-- EXERCISE MATERIAL follows --

PR #9, opened 2020-09-21
Upload pbtxt dataset for Merck CN cross coupling

beef-broccoli:
This is enumerated dataset of 96 reactions from experiment 1 of paper 10.1126/science.1259203. Created with web editor. Template reaction pbtxt and csv are attached. 

Potential problems with this set: most nanomole scale reactions in the SI seem to only have relative conversion, no actual yield (Internal standard was used in UPLC analysis, but no amount; paper also did not mention what the internal standard is; only has a product/internal standard ratio). In the paper, relative conversion was compared across plate, promising conditions then scaled up to get isolated yield. I assumed that the same condition at different scales give the same yield, and based on the scaled-up isolated yield and relative conversion ratio at nanomole scale I calculated an approximate yield for all nanomole reactions

[template.zip](https://github.com/Open-Reaction-Database/ord-data/files/5258325/template.zip)


beef-broccoli:
I only did experiment 1 because this yield issue, but can definitely work on other data in the SI after we figure out what's the best way to deal with it

connorcoley:
Thanks for being patient! It's taken me longer to get to this than I would have liked. We're still working on the review process, so please treat this as a two-way conversation!

You've run into some tricky questions about recording yield that we've been discussing internally as well. I've opened an [issue](https://github.com/Open-Reaction-Database/ord-schema/issues/432) to discuss how to best capture this.

Notes:
- Confirmed amounts of two reactants (in common for all experiments), amount of base in DMSO (constant amount, but identity varies), and amount of Pd precatalyst in DMSO (constant amount, but identity changes)
- Experiment 1 actually contains two different experiments: one that is smaller scale, performed in a 1536 well plate, and one that is larger scale, performed in 96 well plates. Both are recorded in Data S1 it seems. Based on the quantities in your template, I am assuming you are intending to capture the 1536 well plate version.

Major suggestions:
- The quench appears to be described as 3 microliters of the acetic acid + biphenyl solution in DMSO; however, the template records the amount as 10 mL. Was this intentional?
- I am going to create a new workup step that is of type `ALIQUOT` that will let us capture the fact that 1 microliter of the quenched solution was sampled, and that 75 more microliters of DMSO was added (dilution). Once that is merged into the schema, I would suggest we add two workup steps: ALIQUOT and then ADDITION.
- I'm going to contradict myself from the video tutorial, but if the paper does not actually specify what room temperature is, it's better to leave the control type as AMBIENT and _not_ guess a setpoint. Sorry for creating confusion.
- I am reasonably confident that biphenyl is the internal standard they use for quantification. It isn't explicitly stated in the section on Experiment 1, but the other internal standards for other experiments are biphenyl derivatives.
- Once we figure out how best to capture the fact that the yields are all relative, it will still be worth elaborating on how you calculated the yields -- Perhaps that should be included in the `details` string of the analysis?
- Since these 96 experiments were actually run in triplicate, I think it would be worth including each of the individual outcomes as separate entries in the database rather than using the average performance of the three. Would that make sense to you?

Minor suggestions:
- Were all of the SMILES strings for the Pd catalysts obtained through name resolution? If not, I'd suggest removing the details string of "NAME resolved by the PubChem API" from the template, since that will get recorded for every structure.
- It could be valuable to specify the automation platform as "Mosquito (for liquid handling)"
- Although Tim and Spencer were the corresponding authors, we don't know who the experimenter actually was. In this case, I think providing the link to the publication (and adding the DOI to the DOI field) is sufficient.

skearnes:
Hi @beef-broccoli, have you had a chance to review the comments posted by @connorcoley?

beef-broccoli:
@connorcoley @skearnes Sorry for the delay. The suggestions make sense, I'll try uploading an updated version this week

skearnes:
Hi @beef-broccoli, just checking in. We're going to be making some changes to the schema soon (see https://github.com/Open-Reaction-Database/ord-schema/pull/496) and it would be nice to have this merged before then so you don't have to change anything.

beef-broccoli:
@skearnes I apologize, things have been busy. I will update them today according to suggestions

beef-broccoli:
Checks have failed, but I dont think that's me. The template is validated in the web editor before enum. The dataset after enum does give me a validation error in the web editor in the workup section: the internal standard biphenyl was using "volume" as "amount" and "nanomole" as unit. But i checked the template as well as the dataset, it is correct with "moles" as unit of amount. The checks output indicates it's some parsing error with "identifiers", not sure what happened. 

Template and csv files are attached



[Merck_cross_coupling_exp1_v3.zip](https://github.com/Open-Reaction-Database/ord-data/files/5522924/Merck_cross_coupling_exp1_v3.zip)

beef-broccoli:
Is it because my forked repo is too old? Did not sync since I forked. Pretty confident the template is correct

beef-broccoli:
I think all the errors are resolved. Let me know if there is anything else

skearnes:
Thanks! We'll take a look ASAP.

connorcoley:
Thanks for these changes! The very last thing I'd suggest you modify relates to the workup. I noticed you added a volume of 1 microliter to the first ADDITION workup step that includes the biphenyl solution. Since we've made ALIQUOT its own workup step type, I'd suggest that this reaction actually needs a total of three workup steps: ADDITION, ALIQUOT, then ADDITION.

The zipped pbtxt here is a slightly modified template with only that changed: 
[Merck_cross_coupling_exp1_v3_cwc.pbtxt.zip](https://github.com/Open-Reaction-Database/ord-data/files/5534373/Merck_cross_coupling_exp1_v3_cwc.pbtxt.zip)

After this tiny change, I think we're good to go!

beef-broccoli:
And here's the template and dataset again. Again, sorry for all the delay. Really appreciate all the help from everyone!
[Merck_cross_coupling_exp1_v4.zip](https://github.com/Open-Reaction-Database/ord-data/files/5557457/Merck_cross_coupling_exp1_v4.zip)

connorcoley (approved):

PR #8, opened 2020-09-16
Updating dataset with Suzuki informer library

jun-li-2020:
[Pd_CN_Coupling_template_spreadsheet.zip](https://github.com/Open-Reaction-Database/ord-data/files/5253155/Pd_CN_Coupling_template_spreadsheet.zip)
[Suzuki _template_spreadsheet.zip](https://github.com/Open-Reaction-Database/ord-data/files/5253139/Suzuki._template_spreadsheet.zip)

Uploaded the Suzuki template and 120-rxn spreadsheet csv file.
Kutchukian et al "Chemistry informer libraries: a chemoinformatics enabled approach to evaluate and advance synthetic methods"
Ref: Chem. Sci., 2016, 7, 2604
doi: 10.1039/c5sc04751j

PR #10, opened 2020-09-27
Add a photoredox dataset from 10.1021/acscatal.0c02247

jun-li-2020:
Besides adding the two finalized Suzuki and CN informer library dataset.  I have added a new photoredox library dataset.  Detail is shown as below:

This is a 1,152-rxn photoredox HTE screening study of a photodehalogenation reaction using various iridium(III) complex photocatalysts.  Ref: Mdluli, V. et al ACS Catal. 2020, 10, 6977−6987. DOI: 10.1021/acscatal.0c02247. High-throughput Synthesis and Screening of Iridium(III)Photocatalysts for the Fast and Chemoselective Dehalogenation ofAryl Bromides.  There are a few challenges observed during the reaction template preparation.  1) The combinatorial photocatalyst library prep contains multiple steps from [Ir(C^N)2Cl]2 dimers which is not documented, to formation of [Ir(C^N)2(N^N)]+.  In order to show the combinatorial set for both CN and NN ligands, I did not use crude product function, this is similar to the dealing with previous precatalyst description. I only focus on the ligand SMILES and put detailed prep info under add preparation section. 2) This library is monitored using an unconventional colorimetric analysis with indicator dye to trap the dehalogened byproduct HBr. Also the targeted measurement is rate constant, not yield or selectivity.  I used selectivity cell to add the rate constant result and use detail to clarify it.  Since the indicator is the limiting reactant used to capture the 1st-order decay rate along with 8 different concentrations span from 0-1.4 mM across 8 rows per photocatalyst column on the 96-welll, based on the input requirement, I improvised by using the average mM with +/- range and detailed in the add prep section.  The enumeration process looked pretty good.  I noticed one error which I did not see in the previous Suzuki and CN cases.  The volume unit shown in the input material as well as setup section does NOT match the generated template or graph, for example, the vial size in the web template was "mL", while the downloaded pbttext file showed "Liter" instead.  I corrected manually to mL, when I enumerated, the web version showed Liter.  The same happened in the input solvent volume section.  I think overall this tool shows its flexibility to capture this very intricate HTE design and experiment setup.  Please review and let me know what do you guys think.
[Photodehalogen_Merged_dataset.zip](https://github.com/Open-Reaction-Database/ord-data/files/5288340/Photodehalogen_Merged_dataset.zip)


skearnes:
Hi @jun-li-2020, what is the difference between this PR and #8? I see the same three files in each. In general each publication should have its own PR.

skearnes:
I'd suggest updating the files in #8 with the "final" ones you have here and making this PR specific to the new photoredox dataset (and removing it from #8).

jun-li-2020:
> Hi @jun-li-2020, what is the difference between this PR and #8? I see the same three files in each. In general each publication should have its own PR.

Sorry for previous error I made by including all the #8 and this PR together.  To clean that up according to your suggestions. I deleted the new photodehalogenation dataset in #8 and replaced the old Suzuki/CN with finalized versions. For this PR, I deleted the Suzui/CN datasets and kept the new dataset only.

skearnes:
Thanks @jun-li-2020! A few comments:

> There are a few challenges observed during the reaction template preparation.
> 1) The combinatorial photocatalyst library prep contains multiple steps from [Ir(C^N)2Cl]2 dimers which is not documented, to formation of [Ir(C^N)2(N^N)]+. In order to show the combinatorial set for both CN and NN ligands, I did not use crude product function, this is similar to the dealing with previous precatalyst description. I only focus on the ligand SMILES and put detailed prep info under add preparation section. 

In this case I think I would separate the [Ir(C^N)2Cl]2 and N^N ancillary ligand into separate inputs (see the "Colorimetric Screening" section of the paper). The iridium dimers would ideally be drawn as SMILES with [dative bonds](https://www.rdkit.org/docs/RDKit_Book.html#dative-bonds), or less ideally as `.`-joined SMILES (including the iridium) in the same component.

> 2) This library is monitored using an unconventional colorimetric analysis with indicator dye to trap the dehalogened byproduct HBr. Also the targeted measurement is rate constant, not yield or selectivity. I used selectivity cell to add the rate constant result and use detail to clarify it. Since the indicator is the limiting reactant used to capture the 1st-order decay rate along with 8 different concentrations span from 0-1.4 mM across 8 rows per photocatalyst column on the 96-welll, based on the input requirement, I improvised by using the average mM with +/- range and detailed in the add prep section. 

Using `selectivity` is probably the best place to put the rate constants in the current schema; @connorcoley should we add an arbitrary `Data` message to `ReactionProduct`?

For the indicator dye, I think I'd prefer that you choose a single value to use for all of the reactions. Please still put the details in to indicate that the rate constant was obtained by comparing many concentrations.

> The enumeration process looked pretty good. I noticed one error which I did not see in the previous Suzuki and CN cases. The volume unit shown in the input material as well as setup section does NOT match the generated template or graph, for example, the vial size in the web template was "mL", while the downloaded pbttext file showed "Liter" instead. I corrected manually to mL, when I enumerated, the web version showed Liter. The same happened in the input solvent volume section.

Thanks for reporting this bug; I believe this was fixed in https://github.com/Open-Reaction-Database/ord-schema/pull/434 but please let us know if you see it again.

jun-li-2020:
Thank you Steve for your comments on the photocatalyst screening library.  You are probably right that the iridium bpy/ppy based dimers would ideally be drawn as SMILES with dative bonds instead of concatenated SMILES.  I know the organometallic complex representation is still an area of lots of challenges, especially having seen the recent presentation from Prof. Jan Jensen at RDKit UGM.  I haven't used the online tool to draw those complex before.  Will look into it.

skearnes:
Thanks Jun. You might want to hold off for a moment; @connorcoley, @michaelmaser, and I are discussing more about how to capture the endpoints for this assay and whether we want to adjust the schema, etc.

connorcoley:
This submission is very intriguing to me, and is making me think about the type of data that the schema is designed to collect. 

My opinion is that a Reaction message should _not_ contain data that was obtained from multiple distinct experiments. Recording the rate constant with a single Reaction forces us to define a single set of conditions (conc, time) rather than the full array of conditions that were used. I view the rate constants as a property calculated from multiple Reactions or time points, which means that they don't really belong in a single ReactionOutcome.

For this example, @jun-li-2020 , would you be willing to contact the corresponding author to see if they would be willing to share the full dataset prior to the calculation of rate constants?

jun-li-2020:
Thanks Connor, I will reach out to the authors.

skearnes:
Superseded by #40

-- EXERCISE MATERIAL concluded --

--- EXERCISE DETAILS ---
Write out, unaltered, the lines from the opening of the listing through the line that includes "Thanks for being".

--- RESPONSE TO THE TASK ---
PR #9, opened 2020-09-21
Upload pbtxt dataset for Merck CN cross coupling

beef-broccoli:
This is enumerated dataset of 96 reactions from experiment 1 of paper 10.1126/science.1259203. Created with web editor. Template reaction pbtxt and csv are attached. 

Potential problems with this set: most nanomole scale reactions in the SI seem to only have relative conversion, no actual yield (Internal standard was used in UPLC analysis, but no amount; paper also did not mention what the internal standard is; only has a product/internal standard ratio). In the paper, relative conversion was compared across plate, promising conditions then scaled up to get isolated yield. I assumed that the same condition at different scales give the same yield, and based on the scaled-up isolated yield and relative conversion ratio at nanomole scale I calculated an approximate yield for all nanomole reactions

[template.zip](https://github.com/Open-Reaction-Database/ord-data/files/5258325/template.zip)


beef-broccoli:
I only did experiment 1 because this yield issue, but can definitely work on other data in the SI after we figure out what's the best way to deal with it

connorcoley:
Thanks for being patient! It's taken me longer to get to this than I would have liked. We're still working on the review process, so please treat this as a two-way conversation!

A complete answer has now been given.